Stored records
PR #2706, opened 2022-07-05
Pyk: Additional args for kompile, KProve has kompile named constructor.

nishantjr:
Besides the args needed for KEVM, I've allowed the `kompile` to take additional unstructured args. This is so we don't get blocked on adding new args to this function if we need an argument we don't explicitly support.

### DIFF
--- a/pyk/src/pyk/ktool/kompile.py
+++ b/pyk/src/pyk/ktool/kompile.py
@@ -28,7 +28,7 @@ def kompile(
     hook_namespaces: Iterable[str] = (),
     emit_json=False,
     concrete_rules: Iterable[str] = (),
-    additional_args: Iterable[str] = ()
+    additional_args: Iterable[str] = (),
 ) -> Path:
     check_file_path(main_file)
 
--- a/pyk/src/pyk/ktool/kompile.py
+++ b/pyk/src/pyk/ktool/kompile.py
@@ -19,17 +19,32 @@ class KompileBackend(Enum):
 def kompile(
     main_file: Path,
     *,
+    main_module: Optional[str] = None,
+    syntax_module: Optional[str] = None,
     backend: Optional[KompileBackend],
     output_dir: Optional[Path] = None,
     include_dirs: Iterable[Path] = (),
+    md_selector: Optional[str] = None,
+    hook_namespaces: Iterable[str] = (),
     emit_json=False,
+    concrete_rules: Iterable[str] = (),
 ) -> Path:
     check_file_path(main_file)
 
     for include_dir in include_dirs:
         check_dir_path(include_dir)
 
-    args = _build_arg_list(backend=backend, output_dir=output_dir, include_dirs=include_dirs, emit_json=emit_json)
+    args = _build_arg_list(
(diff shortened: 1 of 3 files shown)


pyk/src/pyk/ktool/kprove.py
```diff
@@ -98,6 +99,10 @@ def __init__(self, kompiled_directory, main_file_name=None, use_directory=None):
         with open(self.kompiled_directory / 'mainModule.txt', 'r') as mm:
             self.main_module = mm.read()
 
+    @staticmethod
+    def kompile(main_file: Path, *args, **kwargs) -> 'KProve':
+        return KProve(kompile(main_file, *args, **kwargs))
+
```
ehildenb: Do we have a use-case for this? This adds a dependency between kprove/kompile which may not make sense down the road, and it's not very much work for the user to just call `kompile` themselves.

pyk/src/pyk/ktool/kompile.py
```diff
@@ -43,13 +60,25 @@ def kompile(
...
+    additional_args: Iterable[str]
 ) -> List[str]:
     args = []
 
+    if main_module:
+        args.extend(['--main-module', main_module])
+
+    if syntax_module:
+        args.extend(['--syntax-module', syntax_module])
+
```
ehildenb, line 81: Do we want to default this to the `main_module` if it's not provided? That way we get less warnings from the frontend, but get the same default behavior?

pyk/src/pyk/ktool/kprove.py
nishantjr: OK. I thought you wanted the same interface as with `KEVM`.

pyk/src/pyk/ktool/kompile.py
nishantjr: I'd prefer letting the frontend deal with defaults, rather than duplicating that logic. If we feel that the warning is an overkill we should change the behaviour in the frontend rather than having an opinion here.

nishantjr: It's also easy enough for the client to suppress the warning by supplying a syntax module.

ehildenb (approved):

pyk/src/pyk/ktool/kompile.py
```diff
@@ -28,6 +28,7 @@ def kompile(
     hook_namespaces: Iterable[str] = (),
     emit_json=False,
     concrete_rules: Iterable[str] = (),
+    additional_args: Iterable[str] = ()
```
tothtamas28: This is a matter of personal preference, but I like to add the trailing comma to such lists. It is easier to extend, rearrange, etc. this way.

```suggestion
    additional_args: Iterable[str] = (),
```

tothtamas28 (approved):

pyk/src/pyk/ktool/kompile.py
nishantjr: My thinking here was that this should always be the last argument irrespective.  But it makes sense for consistency.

**Your goal**
Across the records above, show each line containing the word "KEVM".

**Expected answer**
Besides the args needed for KEVM, I've allowed the `kompile` to take additional unstructured args. This is so we don't get blocked on adding new args to this function if we need an argument we don't explicitly support.
nishantjr: OK. I thought you wanted the same interface as with `KEVM`.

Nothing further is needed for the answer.